JAKARTA - Kantor Staf Kepresidenan meminta seluruh elemen masyarakat mulai mempersiapkan diri dengan meningkatkan produktivitas di sektor pertanian dan melakukan diversifikasi pangan untuk mencegah krisis kebutuhan pokok itu.

Kepala Staf Kepresidenan, Moeldoko dalam keterangan tertulis di Jakarta, Senin (1/8) mengatakan berdasarkan laporan Unicef, jumlah penduduk yang menderita kekurangan gizi di dunia mencapai 767,9 juta orang pada 2021. Selain itu, sebanyak 394 juta masyarakat global sedang kesulitan dalam sektor pangan.

"Menghadapi situasi ini kita ngapain? Ini yang harus kita cari solusinya," kata Moeldoko dalam diskusi bersama ratusan pemangku kepentingan (stakeholders) bidang pangan dalam program Kantor Staf Presiden (KSP) Mendengar.

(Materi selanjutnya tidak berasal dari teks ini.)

PR #543, opened 2026-04-07
[crt-049] Knowledge Reuse: explicit read signal + total_served redefinition

### LINKED ISSUE #539: redesign Knowledge Reuse metric: log context_get calls and report explicit agent reads
## Problem

The current Knowledge Reuse block in `context_cycle_review` sources from `query_log.result_entry_ids` — entries returned by `context_search`. This is a weak proxy. A search result appearing in an agent's context doesn't mean the agent read or acted on it. The strongest signal of intentional knowledge use is `context_get`: an agent explicitly fetching a specific entry by ID. `context_get` is currently not logged anywhere.

## Goals

1. Log `context_get` calls to a new `get_log` table: `entry_id`, `session_id`, `ts`, `phase`, `found` (bool). Schema version bump.
2. Redesign the Knowledge Reuse block in `context_cycle_review` to report distinct entries explicitly retrieved via `context_get` during the cycle, attributed via `session_id → feature_cycle`.
3. Retain the existing `query_log`-sourced data as a secondary signal if warranted (separate design decision), but the headline metric becomes explicit reads.

## Why a new table, not query_log

`query_log` is search-shaped — query text, JSON array of results, similarity scores. A `context_get` has none of those. A dedicated `get_log` with one row per call follows the established single-row-per-event pattern (injection_log does the same thing). Fitting `context_get` into `query_log` via a special `source` value would require nullable columns and awkward JSON-array-of-one encoding.

## Retention

`get_log` retention follows the same `session_id → feature_cycle` chain as `query_log` and `injection_log` — no new retention logic needed.

## Open Questions (resolve in design)

1. Log failed gets (entry not found)? Probably yes — an agent looking for a missing entry is also a signal.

Saat ini kata Moeldoko, ketersediaan pangan domestik masih sangat baik. Dalam tiga tahun terakhir, produktivitas pertanian terutama untuk beras mengalami surplus. Dengan demikian, kebutuhan konsumsi nasional tercukupi. Namun, capaian tersebut tidak boleh membuat Indonesia lengah karena dunia masih dilanda ketidakpastian seperti perubahan iklim, perubahan cuaca, serta instabilitas geopolitik global.

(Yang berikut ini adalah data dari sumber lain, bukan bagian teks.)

PR #571, opened 2026-04-21
fix: guard rework candidate normalization with always-on assert_ne! (#565)

### LINKED ISSUE #565: bug: guard against post_tool_use_rework_candidate leaking to observations.hook
## Summary

`post_tool_use_rework_candidate` is an internal event type that `extract_observation_fields()` normalizes to `"PostToolUse"` before writing to `observations.hook`. However, the raw string appears in test code, and there is no guard at the ingest boundary to prevent it from reaching the DB unhidden.

If a code bug bypassed the normalization step, rows with `hook = 'post_tool_use_rework_candidate'` would be written to the DB and silently invisible to all downstream queries — no error, no log, just missing data.

## Fix

Add a guard assertion (or explicit error return) in `extract_observation_fields()` after normalization to ensure the value written to `observations.hook` is never `"post_tool_use_rework_candidate"`. For example:

```rust
debug_assert_ne!(hook, "post_tool_use_rework_candidate",
    "internal event type must be normalized before DB write");
```

Or an explicit `Err` path if normalization was supposed to have occurred and did not.

## Source

Discovered during ASS-051 blast radius audit (`product/research/ass-051/FINDINGS.md`, Out-of-Scope Discovery #2).

dug-21:
## Summary

- Removes the `debug_assert` at `extract_observation_fields()` line 2695 that fired on the valid `RecordEvents` batch dispatch path, silently gating col-019 normalization tests under `#[cfg(not(debug_assertions))]` and making them invisible in CI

"Perubahan iklim dan cuaca bisa menyebabkan kondisi gagal panen. Perubahan geopolitik global, bisa membuat negara-negara produsen komoditas pangan menghentikan ekspornya, dan menyebabkan kenaikan harga energi sehingga terjadi konversi dari makanan menuju energi karena kebutuhan kapital," katanya.

Alternatif Baru

Ketua Umum Himpunan Kerukunan Tani Indonesia (HKTI) itu menilai Indonesia masih diuntungkan oleh kondisi iklim dan cuaca. Hal itu karena fenomena La Nina atau curah hujan tinggi yang terjadi saat ini menyebabkan Indonesia tidak gagal panen. Namun di sisi lain, Indonesia juga terdampak konflik Russia dan Ukraina dan persoalan politik di Belarus.

"Konflik Russia-Ukraina membuat kita tidak bisa impor gandum. Padahal kebutuhan kita sebesar 30 persen. Persoalan politik di Belarus, membuat kita harus impor pupuk dari negara lain dengan harga lebih tinggi. Belum lagi kenaikan harga minyak dunia yang membuat situasi semakin sulit. Ini tantangan dan harus kita cari solusinya," tegas Moeldoko.

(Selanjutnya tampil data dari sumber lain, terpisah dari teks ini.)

PR #534, opened 2026-04-06
[crt-047] Curation health metrics — per-cycle correction rate, orphan deprecation ratio, σ-based anomaly detection

dug-21:
## Summary

- Adds `CurationSnapshot` computation to `context_cycle_review`: per-cycle corrections (agent vs. human source), orphan deprecation count, σ comparison against rolling 10-cycle baseline with history-length annotation
- Adds Phase 7c curation health aggregate to `context_status`: correction rate mean/stddev, agent%/human% breakdown, orphan ratio, trend direction (Increasing/Decreasing/Stable at ≥6 cycles)
- Schema v23→v24: 7 new columns on `cycle_review_index` (`corrections_total`, `corrections_agent`, `corrections_human`, `corrections_system`, `deprecations_total`, `orphan_deprecations`, `first_computed_at`)
- New `services/curation_health.rs` module with all types and pure compute functions
- Cold-start handled: σ at ≥3 cycles, trend at ≥6 cycles; raw counts only below threshold

## Key design decisions

- **ENTRIES-only orphan attribution** — no AUDIT_LOG join needed; only `context_deprecate` produces `superseded_by IS NULL` and always sets `updated_at` (ADR-003)
- **`first_computed_at` ordering key** — stable across `force=true` reruns; plain `INSERT OR REPLACE` replaced with two-step upsert to preserve this value (ADR-001)
- **`corrections_total` excludes system writes** — only agent + human corrections signal intentional curation behavior (ADR-002)

## Test plan

- [x] 4621 unit tests pass (0 failures)
- [x] Integration smoke gate: 23/23 PASS
- [x] Lifecycle suite: 47 passed, 5 xfailed (pre-existing)
- [x] Edge cases suite: 23 passed, 1 xfailed (pre-existing GH#111)
- [x] 4 new integration tests added
- [x] All 27 acceptance criteria verified (AC-01–AC-18, AC-R01–AC-R05)
- [x] Gate 3a PASS, Gate 3b PASS, Gate 3c PASS

Closes #529

🤖 Generated with [Claude Code](https://claude.com/claude-code)

Issue #529, opened 2026-04-06
feat: curation health metrics — per-cycle correction rate, orphan deprecation ratio, σ-based anomaly detection


dug-21:
## Summary

Add a curation health metrics layer to `context_cycle_review` and `context_status`. Where Lambda measures structural integrity of the knowledge graph, this feature measures the health of the *curation process itself* — are agents and humans engaging critically with the knowledge base, or is drift accumulating unchecked?

This is a corpus-level behavioral signal, not an entry-level lifecycle mechanism. It answers: \"is the correction process working?\" — not \"which entries should be removed?\" (that is #363 / #370).

---

## Background

`context_correct` is the designed mechanism for knowledge curation. When agents encounter inaccurate entries, they correct them — maintaining a hash-chained correction history. When the system is working, corrections flow naturally from usage. When they don't, one of two things is true: the knowledge base is unusually stable, or agents are encountering errors and not correcting them.

These look identical in the data. But the *rate* and *source distribution* of corrections, measured over cycles and compared against the corpus's own baseline, surfaces the difference as a signal — without requiring domain-specific thresholds.

Two key observations that shaped this design:

**Corrections have two populations with different implications:**
- In-flow agent corrections: agent finds something wrong during a cycle, calls `context_correct` immediately. Healthy critical engagement.
- Post-hoc human corrections: human notices a failure pattern after the fact, intervenes. Reactive curation — something slipped through without being caught in-flow.

These are distinguishable via `trust_source`. A corpus where all corrections are human post-hoc and none are agent in-flow indicates agents aren't engaging critically, even if the aggregate correction rate looks healthy.

**Orphan deprecations are a discipline signal:**
`context_correct` atomically deprecates + creates a successor. `context_deprecate` alone does not. Entries with `status = Deprecated AND superseded_by IS NULL` represent knowledge that was removed without replacement. There are valid cases, but a consistently high orphan ratio indicates agents are deleting instead of correcting — breaking the correction chain discipline.

**σ-based comparison is self-calibrating:**
[...]

PR #572, opened 2026-04-21
fix: route curation snapshot queries through read_pool via store layer (#535)

### LINKED ISSUE #535: fix: compute_curation_snapshot() uses write_pool_server() for read-only ENTRIES queries
## Background

Introduced in crt-047 (#529, PR #534). `compute_curation_snapshot()` in `crates/unimatrix-server/src/services/curation_health.rs` runs read-only SQL queries against ENTRIES (corrections and deprecation counts) but uses `write_pool_server()` instead of `read_pool()`.

## Root cause

`SqlxStore::read_pool()` is `pub(crate)` to `unimatrix-store`. Server-side code in `unimatrix-server` cannot call it directly. The agent fell back to `write_pool_server()` as the established workaround (Unimatrix entry #3028), but this is incorrect for read workloads.

## Impact

- `write_pool_server()` is a single-connection serializer. Every call to `context_cycle_review` that computes a curation snapshot holds the write connection for the duration of the ENTRIES reads, blocking concurrent write operations.
- Under normal single-agent usage this is low impact. Under concurrent review calls (e.g. multiple agents calling `context_cycle_review` simultaneously) this serializes unnecessarily.

## Fix

Expose `read_pool()` with sufficient visibility for server-side reads, or introduce a dedicated `store.read_entries_for_curation_snapshot()` method on the store trait that runs on the read pool and returns the `CurationSnapshot` directly — keeping pool selection inside the store crate where `read_pool()` is accessible.

The store-method approach is preferred as it maintains the pub(crate) encapsulation and is consistent with how other read-heavy operations are exposed via the trait.

## Scope

- `crates/unimatrix-store/src/cycle_review_index.rs` — add `get_curation_snapshot(feature_cycle, cycle_start_ts, review_ts)` to the store trait
- `crates/unimatrix-server/src/services/curation_health.rs` — `compute_curation_snapshot()` calls the store method instead of issuing SQL directly
- No schema changes, no migration required

## Related

- crt-047 (#529) — introduced the issue
- Unimatrix entry #3028 — documents the `write_pool_server()` workaround pattern (this fix supersedes it for the curation snapshot case)

dug-21:
## Summary

- `compute_curation_snapshot()` was using `write_pool_server()` (single-connection serializer) for three read-only ENTRIES SELECT queries, blocking concurrent write operations during every `context_cycle_review` call
- Added `CurationSnapshotRow` struct + `SqlxStore::get_curation_snapshot()` method to `unimatrix-store/src/cycle_review_index.rs` using `self.read_pool()` — keeping pool selection inside the store crate where `read_pool()` is accessible (`pub(crate)`)
- Rewrote `compute_curation_snapshot()` as a thin delegating wrapper; removed unused `sqlx::Row` import; updated stale doc comments referencing the old workaround

Fixes #535. Introduced in crt-047 (#529, PR #534). Supersedes Unimatrix entry #3028 (write_pool_server workaround pattern — now entry #4342).

## Test plan

- [x] 3 new unit tests: `test_get_curation_snapshot_counts_corrections_by_trust_source`, `test_get_curation_snapshot_counts_deprecations_and_orphans_in_window`, `test_get_curation_snapshot_empty_store_returns_zeros`
- [x] 2915/2915 workspace unit tests pass
- [x] 7/7 targeted curation/cycle_review integration tests pass
- [x] Clippy clean on changed crates
- [x] No schema changes, no migration

### DIFF
--- a/crates/unimatrix-server/src/services/curation_health.rs
+++ b/crates/unimatrix-server/src/services/curation_health.rs
@@ -14,10 +14,9 @@
 //! - SQL uses parameterized binds only — no string interpolation of user input (SEC-01).
 //! - Population stddev (divide by n, not n-1) — matches `unimatrix_observe::baseline`.
 //! - Zero-stddev and zero-denominator guards prevent NaN propagation (NFR-02).
-//! - `write_pool_server()` is used because `read_pool()` is `pub(crate)` in
-//!   `unimatrix-store` and not accessible cross-crate (entry #3028).
+//! - `compute_curation_snapshot()` delegates to `store.get_curation_snapshot()` which
+//!   uses `read_pool()` — correct pool selection for a read-only workload (fixes GH #535).
 
-use sqlx::Row;
 use unimatrix_core::CoreError;
 use unimatrix_observe::{
     CurationBaselineComparison, CurationHealthSummary, CurationSnapshot, TrendDirection,
@@ -112,9 +111,9 @@ pub struct CurationBaseline {
 
 /// Query ENTRIES to compute curation counts for a single feature cycle.
 ///
-/// Three SQL queries against ENTRIES (no AUDIT_LOG join — ADR-003).
-/// Uses `write_pool_server()` because `read_pool()` is `pub(crate)` in
-/// `unimatrix-store` and not accessible from `unimatrix-server` (entry #3028).
+/// Delegates to `store.get_curation_snapshot()` which issues three read-only
+/// SELECT queries via `read_pool()` — correct pool selection for a read-only
+/// workload (GH #535).
 ///
 /// This function MUST be called before `store_cycle_review()` acquires the write
 /// connection, so the read completes before the write begins.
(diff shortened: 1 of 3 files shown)


dug-21 (commented):
## Security Review — 535-security-reviewer

**Risk Level: LOW**

No blocking findings. The change is minimal, targeted, and correct from both a security and architecture standpoint.

---

### What Was Changed

`compute_curation_snapshot()` in `curation_health.rs` previously issued three read-only SELECT queries directly against ENTRIES using `write_pool_server()`. The fix moves those queries into a new store method `get_curation_snapshot()` on `SqlxStore` in `cycle_review_index.rs`, which correctly uses the `pub(crate)` `read_pool()`. The server layer becomes a thin delegating wrapper.

---

### OWASP / Security Findings

**SQL Injection (OWASP A03)**
No risk. All three queries use parameterized binds only (`?1`, `?2`). No string interpolation of any external input. `feature_cycle`, `cycle_start_ts`, and `review_ts` are all bound as typed values. The module-level comment "SQL uses parameterized binds only — no string interpolation of user input (SEC-01)" is accurate and preserved.

**Access Control / Pool Segregation**
The fix improves this. `write_pool_server()` is documented as intended for server-internal writes against tables not covered by the high-level API. Using it for read-only queries against ENTRIES was a misuse that held the single write connection during read work, creating unnecessary contention. The new path goes through `read_pool()` (up to 8 concurrent connections, 2s acquire timeout vs 5s), which is the correct lane for these queries. Trust boundary is maintained: `read_pool()` remains `pub(crate)` — access from `unimatrix-server` is correctly mediated through a store method, not a raw pool reference.

**Input Validation**
No new external inputs introduced. `feature_cycle` is a caller-controlled string already used as a parameterized bind. `cycle_start_ts` and `review_ts` are i64 timestamps, also bound. No parsing or deserialization of untrusted data.

**Deserialization**
`CurationSnapshotRow` is a plain Rust struct with five i64 fields. No serde, no JSON deserialization, no external data parsing. No risk.

**Secrets / Credentials**
None present in the diff. No hardcoded values of any security concern.

**New Dependencies**
None introduced.

---

### Blast Radius Assessment

Worst case if the fix has a subtle bug: `get_curation_snapshot()` returns wrong counts (e.g., off-by-one in window bounds, wrong feature_cycle scoping). The caller (`context_cycle_review` step 8a) treats errors as non-fatal — it logs a warning and omits `curation_health` from the response. Silent wrong counts would be the failure mode, not a panic or crash. This was already the pre-fix risk profile; the fix does not change error handling semantics. The `max(0) as u32` clamp in the server layer is preserved and correct.

The `write_pool_server()` remains available for the test setup code that uses it to `UPDATE entries SET supersedes` and `UPDATE entries SET superseded_by` — appropriate since those are direct writes in test context.

---

### Regression Risk

**Low.** The SQL text is identical to what was previously in `curation_health.rs` — it was moved verbatim, not rewritten. The structural change (3 inline queries → 1 store method returning a struct) is purely mechanical. Existing test coverage in `curation_health.rs` (behind the `test-support` feature flag) exercises the full compute path end-to-end, and three new integration tests in `cycle_review_index.rs` exercise the store method directly:

- `test_get_curation_snapshot_counts_corrections_by_trust_source` — verifies feature_cycle scoping, trust_source bucketing, supersedes filtering
- `test_get_curation_snapshot_counts_deprecations_and_orphans_in_window` — verifies window bounds for deprecations_total and orphan_deprecations
- `test_get_curation_snapshot_empty_store_returns_zeros` — verifies the empty-table case returns zeros, not errors

One minor observation: the new store-layer tests call `sqlx::query(...).execute(store.write_pool_server())` for test setup (backdating `updated_at`, setting `supersedes`/`superseded_by`). This is correct per the established pattern for intra-crate test setup (Unimatrix entry #2744) — `write_pool_server()` is appropriate for direct writes in tests within the store crate.

---

### Summary

The change is minimal, confined to two files plus `lib.rs` re-export, and moves existing SQL verbatim. No security concerns identified. Pool selection is now correct. Tests adequately cover the new store method. Approved for merge.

Menghadapi kondisi tersebut, pemerintah jelasnya sudah bekerja keras untuk mengantisipasi terjadinya krisis pangan akibat perubahan iklim dan instabilitas geopolitik global. Pemerintah berupaya mendiversifikasi pangan, mengoptimalkan pupuk bersubsidi agar tepat sasaran, hingga kebijakan politik anggaran untuk ektensifikasi lahan-lahan pertanian.

"Untuk diversifikasi pangan, saya sudah mengawali menanam sorgum di Nusa Tenggara Timur, dan ternyata dalam kondisi yang kering, sorgum bisa tumbuh dengan subur. Nah, kita perlu mencari alternatif-alternatif pangan baru untuk menggantikan beras," katanya.

Pada kesempatan itu, Moeldoko juga banyak mendengar dan menampung aspirasi pemangku kepentingan lainnya terkait upaya peningkatan produktivitas pangan. Upaya-upaya itu antara lain kemudahan perizinan pengembangan varietas benih baru, penyelesaian konflik lahan-lahan pertanian dan perkebunan, serta optimalisasi Koperasi Unit Desa (KUD) untuk mengatasi permainan tengkulak.

"Kami harap pemerintah melestarikan KUD demi mencapai kesejahteraan petani. Selama ini, petani lebih banyak menjual hasil tanam ke tengkulak meski harga rendah," kata Nanang Bona, petani asal Yogyakarta.